Exercise input -
PR #805, opened 2022-08-02
fix: extend role guard

GeronimoJohn:
# Description

Added new roles to our role guard. We've added the ability to check if the user is currently a publisher and if a journey is currently a template.

[- Link to Basecamp Todo](https://3.basecamp.com/3105655/buckets/28496234/todos/5168827856)

- [ ] API only
- [ ] Run any mutation call on the front end and it should still as expected

# Checklist

### DIFF
--- a/apps/api-journeys/src/app/lib/roleGuard/roleGuard.spec.ts
+++ b/apps/api-journeys/src/app/lib/roleGuard/roleGuard.spec.ts
@@ -291,53 +291,76 @@ describe('RoleGuard', () => {
     })
   })
 
-  // describe('custome Roles', () => {
-  //   it('should return true if role is publisher and template true and status published', async () => {
-  //     const gqlContext = gqlContextMockFactory(
-  //       { id: '2' },
-  //       {
-  //         headers: { 'user-id': '1' },
-  //         req: createMock<Request>()
-  //       }
-  //     )
-  //     const RoleGuardClass = RoleGuard(
-  //       'id',
-  //       [
-  //         {
-  //           role: Role.publisher,
-  //           attributes: { template: true, status: JourneyStatus.published }
-  //         }
-  //       ],
-  //       fetchUserJourney,
-  //       fetchUserRole,
-  //       fetchJourney
-  //     )
-  //     const roleGuard = new RoleGuardClass(gqlContext)
-  //     expect(await roleGuard.canActivate(gqlContext)).toEqual(true)
-  //   })
+  describe('custom Roles', () => {
+    it('should return true if role is publisher and template true', async () => {
+      const gqlContext = gqlContextMockFactory(
+        { id: '2' },
+        {
+          headers: { 'user-id': '1' },
+          req: createMock<Request>()
+        }
+      )
+      const RoleGuardClass = RoleGuard(
+        'id',
+        [
+          {
+            role: Role.publisher,
+            attributes: { template: true }
+          }
+        ],
+        fetchUserJourney,
+        fetchUserRole,
+        fetchJourney
+      )
+      const roleGuard = new RoleGuardClass(gqlContext)
+      expect(await roleGuard.canActivate(gqlContext)).toEqual(true)
+    })
 
-  //   it('should return true if role is public and template true', async () => {
-  //     const gqlContext = gqlContextMockFactory(
-  //       { id: '2' },
-  //       {
-  //         headers: { 'user-id': '1' },
-  //         req: createMock<Request>()
-  //       }
-  //     )
-  //     const RoleGuardClass = RoleGuard(
-  //       'id',
-  //       [
-  //         {
-  //           role: 'public',
-  //           attributes: { template: true }
-  //         }
-  //       ],
-  //       fetchUserJourney,
-  //       fetchUserRole,
-  //       fetchJourney
-  //     )
-  //     const roleGuard = new RoleGuardClass(gqlContext)
-  //     expect(await roleGuard.canActivate(gqlContext)).toEqual(true)
-  //   })
-  // })
+    it('should return true if role is an array and includes publisher', async () => {
+      const gqlContext = gqlContextMockFactory(
+        { id: '2' },
+        {
+          headers: { 'user-id': '1' },
+          req: createMock<Request>()
+        }
+      )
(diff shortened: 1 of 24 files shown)


apps/api-journeys/src/app/lib/roleGuard/roleGuard.ts
```diff
@@ -7,59 +7,192 @@ import {
...
       const ctx = GqlExecutionContext.create(context).getContext()
       const userId = get(ctx.headers, 'user-id')
 
       if (userId == null) return false
 
       const args = context.getArgByIndex(1)
+      const access = Array.isArray(permissions) ? permissions : [permissions]
       const journeyId = get(args, journeyIdArgName)
       if (journeyId == null)
         throw new AuthenticationError('No journeyId provided')
```
storyworks, line 166: let's add:

`const journeyIds = [journeyId].flat()`

This allows us to remove the if/else `Array.isArray(journeyId)` check and just loop through `journeyIds`
Move the `const userRole = await fur(this.userRoleService, userId)` outside the loop, as we fetching it more than once will be redundant. This will save us some db calls making the api faster.

Then for the loop:
```
journeyIds.forEach((journeyId)=>{ 
// fetch journey
// fetch userJourney
// checkAllowedAccess
})
```

storyworks (changes requested):

apps/api-journeys/src/app/modules/journey/journey.resolver.ts
```diff
@@ -324,7 +345,13 @@ export class JourneyResolver {
   }
 
   @Mutation()
-  @UseGuards(RoleGuard('ids', UserJourneyRole.owner))
+  @UseGuards(
+    RoleGuard('ids', [
+      UserJourneyRole.owner,
+      Role.publisher,
```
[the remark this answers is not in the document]
GeronimoJohn: Oh good find! I didn't realised I left this

apps/api-journeys/src/app/lib/roleGuard/roleGuard.ts
storyworks: You can still convert `journeyId` to always be an array and remove the extra if/else check. Most of the code is unnecessarily duplicated. 

At the very least, move out `userRole` fetching

apps/api-journeys/src/app/lib/roleGuard/roleGuard.spec.ts
```diff
@@ -150,9 +277,128 @@ describe('RoleGuard', () => {
...
+        fetchUserRole,
+        fetchJourney
+      )
+      const roleGuard = new RoleGuardClass(gqlContext)
+      expect(await roleGuard.canActivate(gqlContext)).toEqual(true)
+    })
+  })
+
+  describe('custom Roles', () => {
+    it('should return true if role is publisher and template true', async () => {
```
storyworks, line 333: `should return true for 1 role and attribute`

apps/api-journeys/src/app/lib/roleGuard/roleGuard.spec.ts
```diff
@@ -150,9 +277,128 @@ describe('RoleGuard', () => {
...
+        ],
+        fetchUserJourney,
+        fetchUserRole,
+        fetchJourney
+      )
+      const roleGuard = new RoleGuardClass(gqlContext)
+      expect(await roleGuard.canActivate(gqlContext)).toEqual(true)
+    })
+
+    it('should return true if role is an array and includes publisher', async () => {
```
storyworks, line 357: `should return true for multiple roles`

apps/api-journeys/src/app/lib/roleGuard/roleGuard.spec.ts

About this task -
What you write must be identical to the material above.

Result below -
PR #805, opened 2022-08-02
fix: extend role guard

GeronimoJohn:
# Description

Added new roles to our role guard. We've added the ability to check if the user is currently a publisher and if a journey is currently a template.

[- Link to Basecamp Todo](https://3.basecamp.com/3105655/buckets/28496234/todos/5168827856)

- [ ] API only
- [ ] Run any mutation call on the front end and it should still as expected

# Checklist

### DIFF
--- a/apps/api-journeys/src/app/lib/roleGuard/roleGuard.spec.ts
+++ b/apps/api-journeys/src/app/lib/roleGuard/roleGuard.spec.ts
@@ -291,53 +291,76 @@ describe('RoleGuard', () => {
     })
   })
 
-  // describe('custome Roles', () => {
-  //   it('should return true if role is publisher and template true and status published', async () => {
-  //     const gqlContext = gqlContextMockFactory(
-  //       { id: '2' },
-  //       {
-  //         headers: { 'user-id': '1' },
-  //         req: createMock<Request>()
-  //       }
-  //     )
-  //     const RoleGuardClass = RoleGuard(
-  //       'id',
-  //       [
-  //         {
-  //           role: Role.publisher,
-  //           attributes: { template: true, status: JourneyStatus.published }
-  //         }
-  //       ],
-  //       fetchUserJourney,
-  //       fetchUserRole,
-  //       fetchJourney
-  //     )
-  //     const roleGuard = new RoleGuardClass(gqlContext)
-  //     expect(await roleGuard.canActivate(gqlContext)).toEqual(true)
-  //   })
+  describe('custom Roles', () => {
+    it('should return true if role is publisher and template true', async () => {
+      const gqlContext = gqlContextMockFactory(
+        { id: '2' },
+        {
+          headers: { 'user-id': '1' },
+          req: createMock<Request>()
+        }
+      )
+      const RoleGuardClass = RoleGuard(
+        'id',
+        [
+          {
+            role: Role.publisher,
+            attributes: { template: true }
+          }
+        ],
+        fetchUserJourney,
+        fetchUserRole,
+        fetchJourney
+      )
+      const roleGuard = new RoleGuardClass(gqlContext)
+      expect(await roleGuard.canActivate(gqlContext)).toEqual(true)
+    })
 
-  //   it('should return true if role is public and template true', async () => {
-  //     const gqlContext = gqlContextMockFactory(
-  //       { id: '2' },
-  //       {
-  //         headers: { 'user-id': '1' },
-  //         req: createMock<Request>()
-  //       }
-  //     )
-  //     const RoleGuardClass = RoleGuard(
-  //       'id',
-  //       [
-  //         {
-  //           role: 'public',
-  //           attributes: { template: true }
-  //         }
-  //       ],
-  //       fetchUserJourney,
-  //       fetchUserRole,
-  //       fetchJourney
-  //     )
-  //     const roleGuard = new RoleGuardClass(gqlContext)
-  //     expect(await roleGuard.canActivate(gqlContext)).toEqual(true)
-  //   })
-  // })
+    it('should return true if role is an array and includes publisher', async () => {
+      const gqlContext = gqlContextMockFactory(
+        { id: '2' },
+        {
+          headers: { 'user-id': '1' },
+          req: createMock<Request>()
+        }
+      )
(diff shortened: 1 of 24 files shown)


apps/api-journeys/src/app/lib/roleGuard/roleGuard.ts
```diff
@@ -7,59 +7,192 @@ import {
...
       const ctx = GqlExecutionContext.create(context).getContext()
       const userId = get(ctx.headers, 'user-id')
 
       if (userId == null) return false
 
       const args = context.getArgByIndex(1)
+      const access = Array.isArray(permissions) ? permissions : [permissions]
       const journeyId = get(args, journeyIdArgName)
       if (journeyId == null)
         throw new AuthenticationError('No journeyId provided')
```
storyworks, line 166: let's add:

`const journeyIds = [journeyId].flat()`

This allows us to remove the if/else `Array.isArray(journeyId)` check and just loop through `journeyIds`
Move the `const userRole = await fur(this.userRoleService, userId)` outside the loop, as we fetching it more than once will be redundant. This will save us some db calls making the api faster.

Then for the loop:
```
journeyIds.forEach((journeyId)=>{ 
// fetch journey
// fetch userJourney
// checkAllowedAccess
})
```

storyworks (changes requested):

apps/api-journeys/src/app/modules/journey/journey.resolver.ts
```diff
@@ -324,7 +345,13 @@ export class JourneyResolver {
   }
 
   @Mutation()
-  @UseGuards(RoleGuard('ids', UserJourneyRole.owner))
+  @UseGuards(
+    RoleGuard('ids', [
+      UserJourneyRole.owner,
+      Role.publisher,
```
[the remark this answers is not in the document]
GeronimoJohn: Oh good find! I didn't realised I left this

apps/api-journeys/src/app/lib/roleGuard/roleGuard.ts
storyworks: You can still convert `journeyId` to always be an array and remove the extra if/else check. Most of the code is unnecessarily duplicated. 

At the very least, move out `userRole` fetching

apps/api-journeys/src/app/lib/roleGuard/roleGuard.spec.ts
```diff
@@ -150,9 +277,128 @@ describe('RoleGuard', () => {
...
+        fetchUserRole,
+        fetchJourney
+      )
+      const roleGuard = new RoleGuardClass(gqlContext)
+      expect(await roleGuard.canActivate(gqlContext)).toEqual(true)
+    })
+  })
+
+  describe('custom Roles', () => {
+    it('should return true if role is publisher and template true', async () => {
```
storyworks, line 333: `should return true for 1 role and attribute`

apps/api-journeys/src/app/lib/roleGuard/roleGuard.spec.ts
```diff
@@ -150,9 +277,128 @@ describe('RoleGuard', () => {
...
+        ],
+        fetchUserJourney,
+        fetchUserRole,
+        fetchJourney
+      )
+      const roleGuard = new RoleGuardClass(gqlContext)
+      expect(await roleGuard.canActivate(gqlContext)).toEqual(true)
+    })
+
+    it('should return true if role is an array and includes publisher', async () => {
```
storyworks, line 357: `should return true for multiple roles`

apps/api-journeys/src/app/lib/roleGuard/roleGuard.spec.ts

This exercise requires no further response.